Studies on chilling injury of tomato fruit

Abstract

This thesis is an investigation of some of the effects of cold but nonfreezing temperatures on the physiological properties of mature green tomato fruit (Lycopersicon esculentum). The aim of this work was to investigate whether cold temperature-induced changes in the structure of biological membranes were responsible for the Induction of chilling injury and to determine whether mature green tomato fruit could be acclimated to cold temperatures. Microstructural studies of chilling sensitive (cs) tomatoes exposed to cold temperatures shoved that pitting was caused by the collapse of pericarp cells and that chilling induced pericarp cell shrinkage, a decrease in cellular components and possibly membrane disruption. Decreases in cell wall fluorescence due to chilling were observed as well. Ultrastructural studies on cs mature green tomato fruit indicated that the chloroplast was the first site of chill damage, and that after 14 days at 5C, membranes had degraded, organelles appeared swollen and cytoplasm appeared condensed. These effects were not evident in a chilling resistant (cr) cultivar.

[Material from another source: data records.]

PR #281, opened 2026-09-02
Row gallery: measure translated strings, verify tooltip-differentiator claims

### LINKED ISSUE #263: The row gallery renders English only, so string overflow is invisible to it
`make gallery` pins `AppleLanguages='(en)'` and `AppleLocale='en_US'`
(`scripts/row-state-gallery.sh`), because `ImageRenderer` follows the host's
language and a run in another locale would rewrite all 68 tiles with a diff that
says nothing about the change under review.

The cost is that **the one failure this area has actually shipped is structurally
invisible to the sheet**: translated strings overflowing their slot. See memory
`duo-updater-status-line-slot-width` — the status line left 9pt in Spanish. The
2026-09 language harness existed precisely to catch this class and was torn down
each time.

Two candidate shapes:

1. Render a second pass in a language known to be long (ru or de) into
   `verify/row-states-ru/`, committed the same way. Doubles the tile count and the
   diff, but the sheet then covers the thing it currently looks like it covers.
2. Measure instead of render: assert each tile's drawn content stays inside the
   slot across languages, and commit the measurements rather than the images.

Also unresolved and related: `.help()` text is invisible in a PNG by construction.
Seven of the `mayLookAlike` exemptions are justified as "only the tooltip differs",
covering 13 of 34 states — for those, the evidence that the two windows agree is
"the pixels match and the invisible part is promised to differ". A text-level
check over the two views' help strings would close that.

Found by the second adversarial review on #259.

jizhi0v0:
## Shape chosen: measure, not render (option 2)

`make gallery` pins `AppleLanguages='(en)'` on purpose — `ImageRenderer` follows
the host language, so a run in any other locale rewrites all 80 committed PNGs
with a diff that says nothing about the change under review. That's also why the
sheet structurally can't see the one failure this area has actually shipped: a
translated string overflowing its slot (`CLAUDE.md`: the status line left 9pt in
Spanish; the workbench once drew a bigger font with no
`lineLimit`/`minimumScaleFactor` guard, and Russian's `Rate-limited` would have
pushed the app name out).

I took option 2 over option 1 (a second rendered sheet in ru/de) because a second
picture still needs a human to *notice* overflow — the same weakness that let the
original bug ship — and it doubles the committed diff on every future row change.
A measurement asserts the actual failure mode and fails the build by itself,
which is the whole value of the deliverable.

## What the check actually measures, precisely

`App/RowStateWidthCheck` reads `App/Resources/Localizable.xcstrings` directly and
measures each row-action string's **natural (unconstrained) width**, with the
real font/control each call site uses — `NSAttributedString` for a `Text` tag, a
real `NSButton` at the call site's `controlSize` for a button (same technique
memory `duo-updater-status-line-slot-width` used, and the one PR #267's own width
harness used) — against `RowStateGalleryCases.tileWidth` (320pt, the box every
committed PNG tile is drawn into).

This is **not a simulation of either window's real layout**. `PopoverRowAction`'s
real neighbour in `MenuContentView` is a `minWidth` reservation that concedes
width to a wide button rather than clipping it; `WorkbenchRowAction`'s only
production home (`WorkbenchWindowView.DetailHeader`) sits after a `Spacer()` with
~900pt of window behind it. Nothing in this codebase hard-clips at 320pt today. A
pass proves: this string, in this language, isn't asking for more room than the
English baseline every committed screenshot already treats as normal — which is
exactly the previously-invisible half of the failure class. `App/RowStateWidthCheck/main.swift`'s
header spells this out in full, including why the report also prints growth vs.
English even when nothing fails on it (there's no non-arbitrary "acceptable
growth" number to gate on, but the magnitude is worth a human's eyes).

**Why it reads the string catalogue directly instead of rendering the real views
with `AppleLanguages` pinned** (which I tried first, following `RowStateGallery`'s
own technique): it doesn't work. A `type: tool` product is a bare Mach-O, not an
`.app` bundle, and never gets `Localizable.xcstrings` compiled into it — confirmed
by giving the target an explicit `Resources` build phase + `GENERATE_INFOPLIST_FILE`
and finding no `CompileXCStrings`/`.lproj` step anywhere in the build log, and
separately by a self-check inside that first version (comparing
`Bundle.main.preferredLocalizations.first` against the requested language) that
caught its own strings resolving to English regardless of `AppleLanguages`. Full
story in `main.swift`'s header comment.

## Headroom, disclosed (post-review update)

Coordinator review found the OVERFLOW gate has generous headroom against the
widest real string and asked me to state the number plainly, since the original
PR body didn't. It does — and the number the review cited (136.1pt) wasn't
actually the widest, so I re-measured before responding: the true widest string
across en/ru/fr is `workbench/Not supported on this Mac [label:callout]` at
**194.5pt (ru)**, against the 320pt budget — **125.5pt of headroom, ~1.65x**.
That's the number now stated in `App/RowStateWidthCheck/main.swift`'s header,
and in every run's console output.

A gate with that much slack can't fire on anything realistic. I considered
tightening it (tie the budget to production layout, or fail on a relative growth
threshold) and rejected both — full reasoning and the redone mutation test are in the PR
comments below. Landed instead on: the committed
`verify/row-state-widths/*.txt` files are the actual deliverable (a translation
change is now a reviewable numeric diff, the same role the PNGs play for
`make gallery`), a new `growth_ratio` column makes that diff legible, and
anything growing 2.0x or more over English is echoed to console as
`HIGH GROWTH` — informational, not gating. It currently surfaces 8 real,
already-shipped strings (ru `Rate-limited`/`Verifying`, fr `Verifying`/
`Installing`, each on both surfaces) — not false positives to explain away, just
surfaced instead of hidden behind a 320pt pass. `no string exceeds the 320.0pt
tile width` no longer stands alone as if it meant "overflow is guarded" — every
run now also states the widest string and remaining headroom.

## Languages: ru and fr, not all six

Measured 2026-09-02 against the real `Localizable.xcstrings` values for every
row-action catalogue key, at both fonts these views use (`.caption2`
popover, `.callout` workbench), via `NSAttributedString`. Average width delta vs.
English:

| lang | avg Δ | notes |
|---|---|---|
| **ru** | **+41.0pt** | worst average AND worst single case: `Rate-limited` +119.3pt — the exact string `CLAUDE.md` already names |
| **fr** | **+25.5pt** | second-worst average, narrowly ahead of de; its own parenthetical already caused a real bug (fixed in #267) |
| de | +24.5pt | |
| es | +16.1pt | |
| ja | +6.7pt | net *narrower* on several keys (compact CJK glyphs); a few multi-kana words still run wide |
| zh-Hans | −17.8pt | narrower than English on every measured key — no signal |

ru and fr are the two that actually threaten this layout; de trails fr by 1pt on
average but neither de nor es tops ru or fr on any key measured. Including ja/zh-Hans
would inflate the report for two languages that have never once been the wide one.

## Injected-overflow demonstration (mutation test)

Inflated ru's `Rate-limited` value in `Localizable.xcstrings` to 3× its length,
reran `scripts/row-state-width-check.sh`:

```
ru: OVERFLOW — 2 string(s) exceed the tile width:
  popover/Rate-limited [tag:caption2] = "Ограничение частоты запросов Ограничение частоты запросов Ограничение частоты запросов" (497.4pt > 320.0pt)
  workbench/Rate-limited [tag:callout] = "Ограничение частоты запросов Ограничение частоты запросов Ограничение частоты запросов" (572.1pt > 320.0pt)
```
exit 1. Reverted (`git checkout -- App/Resources/Localizable.xcstrings`), reran:
```
ru: no string exceeds the 320.0pt tile width
```
exit 0.

## Second half of the issue: `.help()` comparison — done, not filed

The issue also flags that seven of `mayLookAlike`'s pairs are justified as "only
the tooltip differs", a claim nothing verifies since `.help()` text doesn't exist
in a PNG. I assessed the cost before building anything, per the issue's own "don't
half-build it": a throwaway probe found `.help(...)` text recoverable via plain
`Mirror` reflection — SwiftUI wraps a `.help()` call in a private
`HelpView<Content>` type carrying the help text as a `Text` — with **no
accessibility tree and no window**, as long as `.body` is called explicitly on the
concrete view type first (`Mirror` only sees stored properties, not a computed
`body` — an early version reflected the unevaluated struct and always found
nothing). That's small enough to just do, so I did: `RowStateGallery/main.swift`
gained `collectHelpTexts` (the reflection walk) and
`tooltipsDifferentiateExemptedPairs`.

**Re-reading the seven pairs' own comments first mattered**: only two actually
claim a tooltip differentiator ("the help text says which one" / "the tooltip is
what separates them" — the 10-vs-11 and 13-vs-19 pairs). The other five claim the
opposite — deliberately identical end-to-end ("one button", "a tile cannot show
which explanation appears", "the same marker … never reads like something we
could update ourselves"). Running the check against all seven first confirmed
exactly that for the five — a real discovery, not a bug, and folding them into the
same gate would have turned a correct design decision into a permanent build
failure. `tooltipDifferentiatedPairs` scopes to just the two real claims, with a
subset check against `mayLookAlike` so it can't silently drift if a pair is ever
renamed there.

Mutation-tested: gave the 10-vs-11 popover pair identical `.help()` text —
```
TOOLTIP DOES NOT DIFFERENTIATE (pixels match AND every collected .help() string matches too — the exemption's own justification is false): popover: 10-relaunch-to-apply-staged vs 11-restart-to-apply (tooltip set: ["MUTATION TEST: identical tooltip"])
```
exit 1. Reverted:
```
4 mayLookAlike pair(s) claiming a tooltip differentiator checked — every one actually has a different tooltip on each side
```
exit 0.

Fragile by construction — `HelpView`'s internal shape is an undocumented SwiftUI
implementation detail Apple can reshape on any OS/Swift update with no compiler
error. `.extractorBroken` distinguishes "nothing has a tooltip anymore" from "the
reflection technique itself broke", so that would fail loudly instead of as a wall
of unrelated-looking false positives.

## What remains invisible

- The five `mayLookAlike` pairs that are deliberately identical (including
  tooltip) still rest on the same "pixels match" pixel gate as before — correctly,
  since they're not claiming a tooltip differentiator to verify.
- `.help()` text on states OUTSIDE `mayLookAlike` (i.e. states that already render
  different pixels) is still unchecked — this PR only closes the gap for pairs
  whose safety claim specifically depends on the tooltip.
- Dynamic/interpolated help strings (`"Update \(version)"`, the App Store
  deep-link help, restart/relaunch help text) are out of scope for the width
  check — no single stable English catalogue value to measure. Named, not silently
  dropped, in `MeasuredString.all`'s doc comment.
- The width check's 320pt budget is honest about not being a literal production
  hard-clip (spelled out in `main.swift`) — a pass means "not wider than any
  already-reviewed tile", not "guaranteed to never look cramped".

## Verification

```
  # 1927 tests, 152 suites, 1 known issue, all passing (46.6s)
swift test --package-path CLI
  # 184 tests, 24 suites, passing
python3 scripts/check_localizable_keys.py --derived-data /tmp/duo-loc-check-263
  # ✓ 431 keys, all reachable
  # ✓ clean
  # ✓ clean
  # 45 tests, passing
GALLERY_DD=/tmp/duo-gallery-263 bash scripts/row-state-gallery.sh
  # rendered 80 states, no blank, no collision,
  # 4 mayLookAlike pair(s) claiming a tooltip differentiator checked — every one differs
GALLERY_DD=/tmp/duo-gallery-263 bash scripts/row-state-width-check.sh
  # en/ru/fr: no string exceeds the 320.0pt tile width
```

`git status --short verify/` is clean except one pre-existing, unrelated
nondeterminism: re-running the (untouched-by-this-PR) render code twice re-encodes
`verify/row-states/workbench/04-just-updated.png` a few bytes different, byte-for-byte
identical source both times — the same tile and cause PR #272's own body documented
and reverted rather than carry. Reverted here too; not something this PR touches or fixes.

Closes #263

### DIFF
--- a/App/RowStateGallery/Cases.swift
+++ b/App/RowStateGallery/Cases.swift
@@ -94,9 +94,24 @@ enum RowStateGalleryCases {
                     state: state, result: result,
                     downloadReadout: popoverDownloadReadoutOverrides[name] ?? .barAndPercent,
                     showsStageLabel: popoverShowsStageLabelOverrides[name] ?? { _ in true })
-                .frame(width: 320, height: 44, alignment: .trailing))
+                .frame(width: tileWidth, height: tileHeight, alignment: .trailing))
         }
     }
+
+    /// The box every ordinary row tile is drawn into — named rather than left as
+    /// a bare `320`/`44` so `RowStateWidthCheck` (#263) can measure a state's
+    /// UNCONSTRAINED width against the exact same number instead of inventing its
+    /// own budget. Not a literal SwiftUI hard clip anywhere else in the app:
+    /// `PopoverRowAction`'s real neighbour in `MenuContentView` is a `minWidth`
+    /// reservation that concedes width to a wide button rather than clipping it,
+    /// and `WorkbenchRowAction`'s only home (`WorkbenchWindowView.DetailHeader`)
+    /// sits after a `Spacer()` with roughly 900pt of window behind it. What DOES
+    /// hold at this size: every tile in the committed English sheet was drawn at
+    /// exactly this width, so it is the widest any state's content has ever
+    /// actually been reviewed at — see `RowStateWidthCheck/main.swift`'s doc
+    /// comment for what exceeding it does and doesn't prove.
+    static let tileWidth: CGFloat = 320
+    static let tileHeight: CGFloat = 44
 
     /// The workbench has no equivalent of "open the popover's explanation panel" —
     /// it points at the popover for that (see the file-level doc comment on
@@ -111,7 +126,7 @@ enum RowStateGalleryCases {
         }
         return AnyView(
             WorkbenchRowAction(state: state, result: result)
-                .frame(width: 320, height: 44, alignment: .trailing))
+                .frame(width: tileWidth, height: tileHeight, alignment: .trailing))
     }
 
     /// Each case names the row it is drawn against, because several states only
--- a/App/RowStateGallery/main.swift
+++ b/App/RowStateGallery/main.swift
@@ -153,7 +153,209 @@ func render() {
               + identical.joined(separator: ", "))
         failed = true
     }
+
+    // #263: TWO of `mayLookAlike`'s seven pairs are justified in their own comment
+    // as differentiated BY the tooltip ("the help text says which one" for
+    // 10-vs-11, "the tooltip is what separates them" for 13-vs-19) — a claim
+    // nothing checked, because `.help()` text is invisible in a PNG by
+    // construction. This verifies those two rather than trusting them: collect
+    // every `.help()` string reachable from each side (via `collectHelpTexts`'s
+    // Mirror-reflection walk — see its own doc comment for the technique and its
+    // risk) and require the two sets to differ.
+    //
+    // Deliberately NOT applied to the other five pairs (15-vs-28, 18-vs-22,
+    // 17-vs-23, 27-vs-31, 29-vs-32): their own comments claim the OPPOSITE —
+    // "one button", "a tile cannot show which explanation appears", "the same
+    // marker … never reads like something we could update ourselves" — i.e. those
+    // are deliberately identical end-to-end, tooltip included, not "differentiated
+    // by a tooltip nothing here checks". Running this check against them found
+    // exactly that (identical tooltips) on a first pass — a real discovery, but not
+    // a bug: verified against `RowActionViews.swift`, all three ARE the same
+    // control/wording by design. Folding them into `tooltipDifferentiatedPairs`
+    // would have turned a correct design decision into a build failure.
+    switch tooltipsDifferentiateExemptedPairs() {
+    case .ok(let checked):
+        print("\(checked) mayLookAlike pair(s) claiming a tooltip differentiator"
+              + " checked — every one actually has a different tooltip on each side")
+    case .undifferentiated(let names):
+        print("TOOLTIP DOES NOT DIFFERENTIATE (pixels match AND every collected"
+              + " .help() string matches too — the exemption's own justification is"
+              + " false): " + names.joined(separator: ", "))
+        failed = true
+    case .extractorBroken:
+        // Distinguished from `.undifferentiated` on purpose: if Mirror found NO
+        // `.help()` text anywhere in the whole run, that is far more likely
+        // SwiftUI's private internal shape having changed out from under
+        // `collectHelpTexts` (undocumented by Apple, not guaranteed stable across
+        // an OS/Xcode update) than every single row in the app suddenly losing
+        // its tooltips. Reporting it as its own failure, rather than as N
+        // `.undifferentiated` pairs, keeps a real extractor break from reading
+        // like a wall of unrelated view regressions.
+        print("TOOLTIP EXTRACTOR FOUND NOTHING ANYWHERE: either every `.help()` in"
+              + " the app was removed, or collectHelpTexts's Mirror-reflection"
+              + " technique no longer matches this SwiftUI version's private"
+              + " HelpView<Content> shape — see that function's doc comment.")
+        failed = true
+    case .driftedFromMayLookAlike:
+        print("TOOLTIP CHECK SCOPE DRIFTED: tooltipDifferentiatedPairs names a pair"
+              + " that is no longer in RowStateGalleryCases.mayLookAlike — update"
+              + " (or remove) it to match.")
+        failed = true
+    }
+
     if failed { exit(1) }
+}
+
+/// Result of checking every `mayLookAlike` pair's tooltip text against its pixel
+/// exemption. `.extractorBroken` is kept distinct from `.undifferentiated([...])`
+/// — see the call site for why that distinction matters.
+enum TooltipCheckResult {
+    case ok(checked: Int)
+    case undifferentiated([String])
+    case extractorBroken
+    case driftedFromMayLookAlike
+}
+
+/// `.body` for `PopoverRowAction`/`WorkbenchRowAction` at a state's DEFAULT
+/// `downloadReadout`/`showsStageLabel` — the same defaults `popoverTile`'s
+/// non-explanation branch uses. Deliberately NOT `RowStateGalleryCases`'
+/// `popoverTile`/`workbenchTile`: those wrap the constructed view in `.frame(...)`
+/// and `AnyView` for the PNG pass, and `Mirror` only sees a view's STORED
+/// properties — it cannot see through an unevaluated `body` computed property, so
+/// reflecting the wrapped-but-unevaluated struct finds nothing at all (confirmed:
+/// an earlier version of this function did exactly that and always reported
+/// `.extractorBroken`). Calling `.body` explicitly, on the concrete type, forces
+/// SwiftUI to evaluate the `switch state { … }` into its actual primitive tree
+/// (`Button`, `HelpView`, `_ConditionalContent`, …) BEFORE `Mirror` ever sees it —
+/// which is also why this can't be generalized to walk an arbitrary `AnyView`:
+/// it relies on knowing the concrete type at the call site.
+@MainActor
+private func rowActionHelpTexts(surface: String, state: RowActionState, result: UpdateResult) -> [String] {
+    switch surface {
+    case "popover": return collectHelpTexts(PopoverRowAction(state: state, result: result).body)
+    case "workbench": return collectHelpTexts(WorkbenchRowAction(state: state, result: result).body)
+    default: return []
+    }
+}
+
+/// The subset of `RowStateGalleryCases.mayLookAlike` whose OWN comment claims a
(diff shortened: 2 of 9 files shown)


jizhi0v0:
Addressed. Went with your option 3, with one correction and one addition.

**Correction to the headroom number first — I re-measured before acting on it.**
The widest string is not `workbench/Verifying [tag:callout]` at 136.1pt. It's
`workbench/Not supported on this Mac [label:callout]` at **194.5pt (ru)** —
already present in the `ru.txt` you reviewed, just not the one that got read as
the max. Real headroom against the 320pt budget is **125.5pt, ~1.65x**, not 2.4x.
Still real slack, still couldn't have caught a 9pt Spanish near-miss, but it's
the right number now — `App/RowStateWidthCheck/main.swift`'s header states
194.5pt/125.5pt explicitly, and I want the correction on the record rather than
silently fixing it, since it means the original review claim shouldn't be
repeated elsewhere.

**Why option 3 over 1 or 2, given the corrected number:**

- **Option 1** (derive a budget from `MenuContentView`'s real layout) doesn't
  resolve to a real number for these two tiles specifically. `nameFits`/
  `trailingSlot` trade the trailing control's width against the NAME column's
  width, and the name has no fixed minimum — it's an arbitrary app name. There's
  no fixed budget to derive without inventing one.
- **Option 2 as a hard gate** doesn't survive contact with the real data: at any
  round, non-cherry-picked relative threshold worth using (I checked 2.0x
  before looking at what it would catch), **8 already-shipped strings today**
  exceed it — ru `Rate-limited`/`Verifying` and fr `Verifying`/`Installing`, each
  on both surfaces. Gating on that would mean either fixing translations this
  issue has no business touching, or building an exemption-list mechanism under
  time pressure — the scope-expansion you told me not to do.

So: the committed `.txt` files are the primary deliverable (reviewable numeric
diff, same role the PNGs play for the gallery), `growth_ratio` is now a column
in every row, and anything ≥2.0x is echoed to console as `HIGH GROWTH` —
**informational, not gating**. It currently surfaces exactly the 8 strings
above, including ru `Rate-limited` at 2.7x — the string CLAUDE.md already names
as risky. The OVERFLOW gate's threshold is unchanged (320pt); its pass message
now states the widest string and remaining headroom every run instead of
implying a tight bound.

**Mutation test redone against the updated code** (threshold itself didn't
change, but the report format and messaging did, so re-verified both):

Inflated ru's `Rate-limited` to 3x length:
```
ru: OVERFLOW — 2 string(s) exceed the tile width:
  popover/Rate-limited [tag:caption2] = "...×3..." (497.4pt > 320.0pt)
  workbench/Rate-limited [tag:callout] = "...×3..." (572.1pt > 320.0pt)
ru: HIGH GROWTH (...): popover/Rate-limited ... (8.18x English's 60.8pt → 497.4pt), workbench/Rate-limited ... (8.27x ...)
```
exit 1. Reverted:
```
ru: no string exceeds the 320.0pt tile width (widest: workbench/Not supported on this Mac [label:callout] at 194.5pt — 125.5pt of headroom left in that budget)
ru: HIGH GROWTH (...): [the same 4 real entries as before]
```
exit 0.

Commit `3349171`. `make gallery` and `make width-check` both still exit 0 with
zero unexplained diff (same pre-existing `workbench/04-just-updated.png`
nondeterminism as before, reverted).

jizhi0v0:
You are right and I was wrong: I sorted a tab-separated file with `sort -t'|' -k2`, which put the whole line in field 1 and made `-k2` empty, so the ordering was arbitrary and I read 136.1pt off whatever line happened to land first. Re-measured properly:

```
sort -t$'\t' -k2 -rn verify/row-state-widths/ru.txt | head -3
workbench/Not supported on this Mac [label:callout]  194.5  320.0  ok  +43.9  1.29
workbench/Rate-limited [tag:callout]                 188.4  320.0  ok  +119.3 2.73
workbench/Relaunch now [button:regular]              168.0  320.0  ok  +59.0  1.54
```

194.5pt widest, 125.5pt headroom, ~1.65x — your numbers. Checking the figure before building on it was the right call, and it is the correct instinct in general: a finding handed down by a reviewer is still just a claim.

Option 3 with the evidence you gave is the right landing. The part that convinces me is not the reasoning but the data: **eight already-shipped strings exceed any round relative threshold today**, so a hard growth gate would have shipped red, and the only ways out are fixing translations (out of scope) or inventing an exemption mechanism (scope creep I explicitly told you not to do). Picking 2.0x before looking at what it would catch is the right order to do it in.

What makes this a real deliverable rather than a green light nobody has seen fail: the `growth_ratio` column is committed, so a translation ballooning shows up as a reviewable numeric diff exactly the way a rendering change shows up as a PNG diff — and ru `Rate-limited` at 2.73x is already sitting there flagged, which is the exact string `CLAUDE.md` names as the one that would push the app name out. The pass message stating widest-observed and headroom every run is what keeps it from reading as a tight bound.

I also note `NO TRANSLATION FOUND (measured English as a stand-in…)` — that is the right shape for the failure you discovered mid-task. A tool that silently measures English in every language is exactly the kind of green check this whole issue exists to prevent.

Merging.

Spin labelling, fluorescence depolarization and differential scanning calorimetric studies on the microsomal membranes derived from the cr and cs cultivars indicated that the cr cultivar had a membrane structure lessprone to undergo lateral phase separations than the cs cultivar. This effect was observed in both the leaves and fruit tissue. Mature green tomato fruit was acclimated to cold temperatures as judged by color and texture measurements after a chilling period. Changes in the microsomal membranes during acclimation included expression of specific cold acclimation proteins, while no changes were evident in the proportion of phospholipids or fatty acids. Microvesiculation and breakage of the endoplasmic reticulum was identified as an effect of chilling temperatures; this may play a role in the regulation of protein expression. The effects of chilling on the ripening process of tomato fruit included an increase in pectinmethylesterase and peroxidase activities, leading to accelerated softening (senescence) of the fruit. Tomato fruit could be stored up to a month in the mature green state in a modified atmosphere (3% 02, 2% CO2) at 12.5C. Chemical treatments, applied as dips, were not successful in improving the storage life of the fruit. Considered together, these results provide evidence for the involvement of membrane disruption in the process of chilling injury.